At the same time, the state-owned entity restricts the private sector from importing LNG to protect its monopoly on supply, a perennial complaint among private oil and gas companies. Last month, Pakistan procured an LNG cargo at a highest-ever price of US$30.6 per Million British Thermal Units (MMBtu) from Qatar Petroleum to avert a total collapse in supplies in winter.

Earlier, the PPL had floated emergency bids for two cargoes to be supplied in November. Singapore’s GUNVOR and Italy’s ENI, firms that signed short and long-term agreements with PPL to provide LNG cargoes, have backtracked on their commitments and refused to deliver the cargo. As a result, the state-owned firm had to call costly emergency tenders for two LNG cargoes for December and January.

GUNVOR has told authorities it will not be able to deliver its LNG cargo due on January 10, claiming force majeure, according to local press reports. It will mark the second time it defaulted on a shipment, the first being on November 19-20.  

The deepening gas crisis has sparked political controversy, with opposition politicians demanding an inquiry into LNG purchases by the state-owned importer. Opposition parties say mismanagement and poor governance have caused an unprecedented and dangerous gas crisis at the peak of winter when demand for gas is highest.

Opposition parties have also lashed out at the government for suspending gas supplies to industry, which they claim has crippled manufacturing production and hence the wider economy. The Pakistan People’s Party (PPP) has spearheaded a countrywide protest campaign against the gas crisis, organizing demonstrations in Sindh and other parts of the country.   

The Punjab textile industry, which accounts for 80% of the country’s textile sector and contributes about 70% of national exports, had its gas supplies cut from December 15. Industry sources say they fear they may lose the bulk of their export orders if the government does not restore gas to their manufacturing units.

In a statement, the All Pakistan Textile Mills Association (APTMA) asked Prime Minister Khan to intervene immediately to ensure the supply of electricity and gas to textile units.

Textile industry leaders told Prime Minister Imran Khan workers and their families would take to the streets if their concerns were not addressed.
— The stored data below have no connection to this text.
PR #1665, opened 2024-03-05
OSSM-5541: istio-operator Pod keeps waiting for leader lease

yxun:
This issue and workaround are described in OSSM-5541.
It was caused by the version of operator-sdk library we use in our operator.

The operator-sdk library leader selection method is waiting when the pod is not the leader.
However, in case a node stopped this causes a hanging of waiting.
reference: operator-sdk pkg/leader/leader.go Become  line 136

~I am adding a 5 minutes timeout case in our cmd/manager for that call.~

This PR replaces the leader election implementation with leader-with-lease option.  
reference: https://sdk.operatorframework.io/docs/building-operators/golang/advanced-topics/#leader-with-lease

### DIFF
--- a/cmd/manager/main.go
+++ b/cmd/manager/main.go
@@ -9,6 +9,7 @@ import (
 	"net/http"
 	"os"
 	"strings"
+	"time"
 
 	// Import all Kubernetes client auth plugins (e.g. Azure, GCP, OIDC, etc.)
 	"github.com/magiconair/properties"
@@ -26,6 +27,7 @@ import (
 	_ "k8s.io/client-go/plugin/pkg/client/auth"
 	"k8s.io/client-go/rest"
 	"sigs.k8s.io/controller-runtime/pkg/cache"
+	crclient "sigs.k8s.io/controller-runtime/pkg/client"
 	"sigs.k8s.io/controller-runtime/pkg/client/config"
 	logf "sigs.k8s.io/controller-runtime/pkg/log"
 	"sigs.k8s.io/controller-runtime/pkg/manager"
@@ -128,12 +130,48 @@ func main() {
 	}
 
 	ctx := context.Background()
-	// Become the leader before proceeding
-	err = leader.Become(ctx, "istio-operator-lock")
+	c1 := make(chan error, 1)
 
-	if err != nil {
-		log.Error(err, "")
-		os.Exit(1)
+	go func() {
+		// Become the leader before proceeding
+		c1 <- leader.Become(ctx, "istio-operator-lock")
+	}()
+
+	select {
+	case err := <-c1:
+		if err != nil {
+			log.Error(err, "")
+			os.Exit(1)
+		}
+		break
+
+	// OSSM-5541: Delete the existing configmap when leader selection timeout
+	case <-time.After(5 * time.Minute):
+		client, err := crclient.New(cfg, crclient.Options{})
+		if err != nil {
+			log.Error(err, "")
+		}
+
+		// Delete the existing lock from this pod, in case the node stopped
+		existing := &v1.ConfigMap{}
+		key := crclient.ObjectKey{Namespace: namespace, Name: "istio-operator-lock"}
+		err = client.Get(ctx, key, existing)
+		if err != nil {
+			log.Info("No pre-existing configmap istio-operator-lock was found.")
+		} else {
+			err = client.Delete(ctx, existing)
+			if err != nil {
+				log.Error(err, "Unknown error trying to delete existing ConfigMap.")
+			}
+		}
+
+		// Block until receiving a notification from leader.Become
+		err = <-c1
+
+		if err != nil {
+			log.Error(err, "")
+			os.Exit(1)
+		}
 	}
 
 	// Set default manager options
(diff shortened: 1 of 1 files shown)


yxun:
It's hard to mock a node failure and go routine cases. Here is a code snippet , I use to test my logic: 

```
func main() {

	c1 := make(chan string, 1)
	go func() {

		c1 <- f1()
	}()

	select {
	case res := <-c1:
		fmt.Println(res)
	case <-time.After(1 * time.Second):
		fmt.Println("timeout 1")
		res := <-c1
		fmt.Println(res)
	}

}

func f1() string {
	time.Sleep(2 * time.Second)
	return "result 1"
}
```

luksa:
I don't think this is a good solution. Imagine that an operator is running and holds the lock and then another operator is started. The second operator won't be able to acquire the lock; however, after 5 minutes, it deletes the ConfigMap and recreates it and thus becomes the leader. Because the first operator is still running at this point, there are now two active operators. @yxun have you tested this scenario?

Since we can't update operator-sdk, we should probably use a different library to handle leader election, preferably one that uses the `Lease` resource instead of `ConfigMaps`.

yxun:
> I don't think this is a good solution. Imagine that an operator is running and holds the lock and then another operator is started. The second operator won't be able to acquire the lock; however, after 5 minutes, it deletes the ConfigMap and recreates it and thus becomes the leader. Because the first operator is still running at this point, there are now two active operators. @yxun have you tested this scenario?
> 
> Since we can't update operator-sdk, we should probably use a different library to handle leader election, preferably one that uses the `Lease` resource instead of `ConfigMaps`.

Hi @luksa , what's a correct way of testing two active operators ?
Should I run maistra-assist with my local branch image and then create two operators in two different ns ?
Should I create one operator subscription and then modify the replica set to 2 deployment ?

luksa:
Why do you need two active operators? If you're testing leader election, then you just need to scale the deployment to 2 replicas and then check if only one instance of the operator is active, while the other one waits until the first one terminates.

yxun:
I tested leader election works fine with this change. image:
quay.io/maistra-dev/istio-ubi8-operator:PR-1665

This PR is ready for review

luksa (approved):
LGTM, but I have one small concern. Previously, when you ran the operator locally, leader election was automatically turned off. This is typically what you want, because you usually run the operator in debug mode, with breakpoints and everything. 

Now, if you try to run the operator locally, it will throw an error. This means, you'll have to disable leader election by setting the `manager.Options.LeaderElection` field to `false`. Ideally, this should be done automatically or at least configurable via an environment variable or command-line option.

cmd/manager/main.go
```diff
@@ -75,6 +75,9 @@ func main() {
 	var logAPIRequests bool
 	pflag.BoolVar(&logAPIRequests, "logAPIRequests", false, "Log API requests performed by the operator.")
 
+	var runLocalBuild bool
+	pflag.BoolVar(&runLocalBuild, "runLocalBuild", false, "Run the operator locally.")
```
luksa: Instead of calling the flag `runLocalBuild`, I suggest calling it `leader-elect`, since that's the standard name used across different controller managers (including the core [kubernetes controller manager](https://kubernetes.io/docs/reference/command-line-tools-reference/kube-controller-manager/)).

cmd/manager/main.go
```diff
@@ -75,8 +75,8 @@ func main() {
 	var logAPIRequests bool
 	pflag.BoolVar(&logAPIRequests, "logAPIRequests", false, "Log API requests performed by the operator.")
 
-	var runLocalBuild bool
-	pflag.BoolVar(&runLocalBuild, "runLocalBuild", false, "Run the operator locally.")
+	var leaderElect bool
+	pflag.BoolVar(&leaderElect, "leader-elect", true, "Enable a leader election option in the operator manager.")
```
luksa:
```suggestion
	pflag.BoolVar(&leaderElect, "leader-elect", true, "Enable leader election for this operator. Enabling this will ensure there is only one active controller manager.")
```

cmd/manager/main.go
```diff
@@ -128,20 +130,15 @@ func main() {
...
-		os.Exit(1)
-	}
 
 	// Set default manager options
 	options := manager.Options{
 		Namespace:              namespace,
 		Port:                   admissionControllerPort,
 		MetricsBindAddress:     net.JoinHostPort(metricsHost, fmt.Sprint(metricsPort)),
 		HealthProbeBindAddress: healthProbeBindAddress,
+		LeaderElection:         true,
```
luksa:
```suggestion
		LeaderElection:         leaderElect,
```

cmd/manager/main.go
```diff
@@ -153,6 +150,11 @@ func main() {
 		options.NewCache = cache.MultiNamespacedCacheBuilder(strings.Split(namespace, ","))
 	}
 
+	// When you run the operator locally in debug mode, turn off the leader election.
+	if !leaderElect {
+		options.LeaderElection = false
+	}
+
```
luksa:
```suggestion
```

yxun:
related maistra-assist pr:
https://gitlab.cee.redhat.com/istio/maistra-assist/-/merge_requests/14

PR #1685, opened 2024-03-12
OSSM-6088 Leader election improvements

luksa:


cmd/main.go
```diff
@@ -63,13 +63,15 @@ func main() {
...
 	var printVersion bool
+	var leaderElectionEnabled bool
 	flag.StringVar(&metricsAddr, "metrics-bind-address", ":8080", "The address the metric endpoint binds to.")
 	flag.StringVar(&probeAddr, "health-probe-bind-address", ":8081", "The address the probe endpoint binds to.")
 	flag.StringVar(&configFile, "config-file", "/etc/sail-operator/config.properties", "Location of the config file, propagated by k8s downward APIs")
 	flag.StringVar(&resourceDirectory, "resource-directory", "/var/lib/sail-operator/resources", "Where to find resources (e.g. charts)")
 	flag.StringVar(&defaultProfiles, "default-profiles", "default", "One or more comma-separated profile names that are always applied to each Istio resource")
 	flag.BoolVar(&logAPIRequests, "log-api-requests", false, "Whether to log each request sent to the Kubernetes API server")
 	flag.BoolVar(&printVersion, "version", printVersion, "Prints version information and exits")
+	flag.BoolVar(&leaderElectionEnabled, "leader-elect", true, "Enable leader election for this operator. Enabling this will ensure there is only one active controller manager.")
```
jwendell: Do we really need a flag? If it's useful only for debugging purposes, does it make sense to have it covered by an env variable?

Should we explain in the arg description above when it makes sense to disable this feature?

luksa: Other controller managers (including the kube-controller-manager) expose this as a flag, so this makes our operator consistent with them.

luksa: BTW you could argue the same for the other flags (e.g. `config-file`, `resource-directory`, etc.). Those are mostly there so that you can run the operator locally.

jwendell: Sure thing. I just wanted to confirm if that's what we want, long term, i.e., bloat our operator with tons of command line arguments that are barely used.

I don't have a strong opinion though, just a weak one :)

jwendell (approved):

cmd/main.go
luksa: Yeah, me neither. But I don't think we'll have many flags.

PR #1692, opened 2024-03-14
OSSM-6110 Check istiod version in e2e test

luksa:


fjglira (approved):
lgtm

versions.yaml
```diff
@@ -28,6 +30,7 @@ versions:
       - https://istio-release.storage.googleapis.com/charts/cni-1.20.3.tgz
       - https://istio-release.storage.googleapis.com/charts/ztunnel-1.20.3.tgz
   - name: latest
+    version: "1.22"
```
jwendell: `1.22-alpha` maybe?

Makefile.core.mk
```diff
@@ -276,7 +276,7 @@ deploy-olm: bundle bundle-build bundle-push ## Build and push the operator OLM b
 
 .PHONY: undeploy
 undeploy: ## Undeploy controller from an existing cluster. Call with ignore-not-found=true to ignore resource not found errors during deletion.
-	kubectl delete istios.operator.istio.io --all --all-namespaces --wait=true
+	kubectl delete istios.operator.istio.io --all --all-namespaces --wait=true || echo "istios.operator.istio.io not found"
```
jwendell: is this supposed to be an error message, warning or just info? 
IOW, would the user (me) be wondering if the make undeploy failed?

should we just `2>/dev/null || true` to make it fail silently?

tests/integration/operator/operator_test.go
```diff
@@ -253,6 +255,22 @@ spec:
 	})
 })
 
+func getVersionFromIstiodLogs() (string, error) {
```
jwendell: can't we just run something like `kubectl -n istio-system exec istiod-76569d4f64-st6fs -- pilot-discovery version` and parse the output?

parsing the logs seems fragile and expensive to me...

versions.yaml
luksa: No, unfortunately the actual istiod version is `1.22-alpha.44056bc33df10623819256d847848c27066b3279-44056bc33df10623819256d847848c27066b3279-Clean` and obviously changes every time the image is built. But we only update the versions.yaml file once a day. This means that the tests would fail if we used the full version here.

The stable releases report the version as `1.20.3-692e556046b48ebc471205211c68a2c69e74a321-Clean`. The two formats are inconsistent and it's not trivial to extract the important part of the version, so I decided to just use "1.22" as the version here. 

But yeah, I don't like this either. I'll see if I can come up with a regexp that extracts what we want in both cases.

jwendell: Sorry, I meant alpha.

tests/integration/operator/operator_test.go
jwendell: By using it we could even parse the output as json:

```
$ docker run --rm -it  istio/pilot:1.20.4 version
version.BuildInfo{Version:"1.20.4", GitRevision:"ff333a3512ba8321f40d90b6fc041db04fcb280b", GolangVersion:"go1.21.8", BuildStatus:"Clean", GitTag:"1.20.4"}
```

Just inspect the `.Version` field.

jwendell: perhaps you can even import this file to use this struct directly: https://github.com/istio/istio/blob/master/pkg/version/version.go#L37

luksa: Yeah, you're right. I don't know what I was thinking parsing the logs.

luksa: But we still have to use a regexp to extract the stable part of the version.

Makefile.core.mk
luksa: Nevermind. I'll remove this from this PR, because other commands in this target also fail in some scenarios.

tests/integration/operator/operator_test.go
```diff
@@ -253,6 +255,19 @@ spec:
...
 })
 
+func getVersionFromIstiod() (string, error) {
+	output, err := kubectl.Exec(controlPlaneNamespace, "deploy/istiod", "pilot-discovery version")
+	if err != nil {
+		return "", fmt.Errorf("error getting version from istiod: %v", err)
+	}
+
+	matches := istiodVersionRegex.FindStringSubmatch(output)
+	if len(matches) > 0 && matches[1] != "" {
```
jwendell: will this work (ie, not crash with array out of bounds) if len==1?
IOW, is it better to have `if len(matches) > 1 ...`?

luksa: It wouldn't crash because FindStringSubmatch would either return nil or a slice with exactly 2 elements. But I've fixed the condition anyway.

jwendell (approved):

Photo: AFP / Aamir Qureshi

Sattar Shahid, executive director of APTMA, told Asia Times that if the textile industry was pushed against the wall and their concerns were not addressed, then workers and their families would take to the streets. “We are unable to deliver goods on order. The export orders once lost will be hard to recoup, causing huge foreign exchange losses to the country,” he added.

An APTMA letter recently sent to Khan said, “The suspension of gas will bring 80% of the textile industry to a complete halt, which will have an extremely negative impact on exports and bring to an end the extremely positive increase in exports and investment witnessed during the last year.”

Government sources have countered that textile industries should use grid-power available at special tariff rates instead of insisting on using gas for power generation. A senior Ministry of Energy official was quoted in media as saying that the industry was hell-bent on the inefficient use of natural gas for energy.

By doing so, industrialists were backtracking from an agreed energy package offered by the ministry, the official said. The official said it was made clear that the government would not provide costly Regasified Liquefied Natural Gas (RLNG) in bulk to industry to generate captive power, as electricity was readily available from the national grid at an agreed special tariff of $0.09 per unit.

The gas crisis has also contributed to a shortage of petroleum, oil, & lubricant (POL) products in the country, as Pakistan Refinery Limited (PRL) that refines 55,000 barrels of crude oil per day has shut down its operations due to a lack of storage capacity. The Attock Refinery Limited (ARL) – another big refinery – has also started to close down its operations.

The storage potential of almost all Pakistan refineries is brimming with furnace fuel oil but they have little to no space for storing their POL products. Furnace fuel oil is burned in a boiler and often used in engines to generate power, as now when gas is in short supply.